It should come as no surprise that the AI-driven product a leading 49 percent of U.S. adults were most interested in came in the form of AI-powered online search, according to recently-published survey data.
In in the B2B sector — with its longer buying cycles and greater number of touch-points than in the B2C world, a better search experience thanks to generative AI could be especially welcome, as B2B buyers seek to find information about generally more complex products and services. Marketers have traditionally made search a component of brand promotion strategies, in both non-paid organic and paid search advertising, with Google long holding the undisputed dominant role in search.
76 percent of U.S. advertising buyers noted that ads placed alongside Google search had the highest return on investment (ROI), according to Cowen survey data, and recent WARC survey data has shown that 53 percent of marketers expect to boost spending with Google in 2023 — a figure that is down from the 59 percent seen in 2022 — with some 11 percent planning to increase spending with Bing.
An increase of 27 percent during 2023 over 2022 global spending on AI has been predicted, with 2023 spending set to climb to $154 billion — an increase of more than $30 billion year-over-year — while overall AI spending is expected to eventually top the $300 billion mark by 2026, according to newly-published IDC forecast data, as we recently covered in our weekly Elevate B2B Marketing News.

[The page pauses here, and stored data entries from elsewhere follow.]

PR #7293, opened 2026-06-30
MTV-5940 | fix OpenStack populator SIGSEGV when c.Log is nil

AmenB:
The OpenStack populator creates a bare `Client{}` without setting `c.Log`.
When `getTLSConfig()` tries to log "CA certificate was not provided" with
`insecureSkipVerify=false` and no CA cert, it dereferences nil and panics
with SIGSEGV.

Initialize a default logger in `Connect()` when `c.Log` is nil, and add
nil guards in `getTLSConfig()` as belt-and-suspenders protection.

Ref: https://redhat.atlassian.net/browse/MTV-5940
Resolves: MTV-5940

### DIFF
--- a/pkg/lib/client/openstack/client.go
+++ b/pkg/lib/client/openstack/client.go
@@ -175,7 +175,9 @@ func (c *Client) Authenticate() (err error) {
 func (c *Client) getTLSConfig() (tlsConfig *tls.Config, err error) {
 	identityUrl, err := url.Parse(c.URL)
 	if err != nil {
-		c.Log.Error(err, "error parsing the URL", "url", c.URL)
+		if c.Log != nil {
+			c.Log.Error(err, "error parsing the URL", "url", c.URL)
+		}
 		return
 	}
 	if identityUrl.Scheme == "https" {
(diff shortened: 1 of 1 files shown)


pkg/lib/client/openstack/client.go
```diff
@@ -175,7 +175,9 @@ func (c *Client) Authenticate() (err error) {
 func (c *Client) getTLSConfig() (tlsConfig *tls.Config, err error) {
 	identityUrl, err := url.Parse(c.URL)
 	if err != nil {
-		c.Log.Error(err, "error parsing the URL", "url", c.URL)
+		if c.Log != nil {
```
yaacov, line 178: @coderabbitai hi, doesn't it make more sense to init the log when we create the clien, instead of checking if it's not nil ?

yaacov: @coderabbitai ^^ ?

yaacov (approved):

yaacov:
@AmenB , please sign the commit to solve the DCO issue

PR #7297, opened 2026-07-01
fix(powermax): skip CurrentMappedGroups to reduce API calls during mi…

jagandasaroju:
During XCOPY-based volume migration, the populator queries all masking views to find the current mapped groups of a LUN. For PowerMax, this is unnecessary because a dynamic masking view is created per disk copy.

This optimization eliminates multiple expensive REST API calls per populator pod (GetVolumeByID, GetMaskingViewList, GetMaskingViewByID), significantly reducing API load during large-scale migrations (e.g., 100 VM migrations).

Testing: Verified with 100 VM migration runs. Masking view related API call count reduced from ~36,000 to ~5700 per migration run when tested with 100 migration plans, each plan having 1 VM with 5 disks. No functional impact observed.

Resolves: None

### DIFF
--- a/cmd/vsphere-copy-offload-populator/internal/powermax/powermax.go
+++ b/cmd/vsphere-copy-offload-populator/internal/powermax/powermax.go
@@ -51,76 +51,8 @@ func (p *PowermaxClonner) UnmapTarget(targetLUN populator.LUN, mappingContext po
 
 // CurrentMappedGroups implements populator.StorageApi.
 func (p *PowermaxClonner) CurrentMappedGroups(targetLUN populator.LUN, mappingContext populator.MappingContext) ([]string, error) {
-	p.log.V(2).Info("querying current mapped groups", "volume", targetLUN.ProviderID)
-
-	ctx := context.TODO()
-	var volume *pmxtypes.Volume
-	err := retryOnTransient(ctx, p.log, "GetVolumeByID", func() error {
-		var e error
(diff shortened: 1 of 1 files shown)


borod108 (approved):
great find! LGTM :)

cmd/vsphere-copy-offload-populator/internal/powermax/powermax.go
```diff
@@ -51,76 +51,8 @@ func (p *PowermaxClonner) UnmapTarget(targetLUN populator.LUN, mappingContext po
...
-		}
-	}
-
-	if len(foundHostGroups) > 0 {
-		p.log.V(2).Info("found mapped groups", "volume", targetLUN.ProviderID, "groups", foundHostGroups)
-	} else {
-		p.log.V(2).Info("no host groups found for volume", "volume", targetLUN.ProviderID)
-	}
-	return foundHostGroups, nil
+	p.log.Info("skipping CurrentMappedGroups for PowerMax as dynamic masking view created per disk copy")
```
mnecas, line 54: what is the dynamic masking view ? is it automatic on the powermax?

borod108: meaning we are creating a short lived masking view, and then delete it - we do not need to search for an existing one ever, and we do not remove any existing one to attach it, so we do not need to save the list of all existing ones to return to it during unmap like in some other cases.

PR #7318, opened 2026-07-02
MTV-5962 | Re-queue provider periodically after auth failure

Hazanel:
Issue:
Previously the reconciler set reQ:0 on ConnectionAuthFailed, permanently stopping reconciliation. Providers stayed stuck even after the host-side fix.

52 percent of search industry practitioners have said that AI will be extremely important when it comes to delivering relevant search results in the future, according to newly-published survey data.
Adding AI to its search offerings sees Google facing many of the same challenges and considerations that Microsoft and other firms also face.
Recent Gartner data has shown that while consumers presently expected a certain level of misinformation to appear within AI-generated content, there was an expectation for organizations using AI-built content to clearly label it as such.
“All these businesses have a big task ahead of them to make sure that what they’re doing in generative AI is very plainly disclosed to the consumers that are interacting with them,” Debra Aho Williamson, principal analyst at Insider Intelligence recently observed.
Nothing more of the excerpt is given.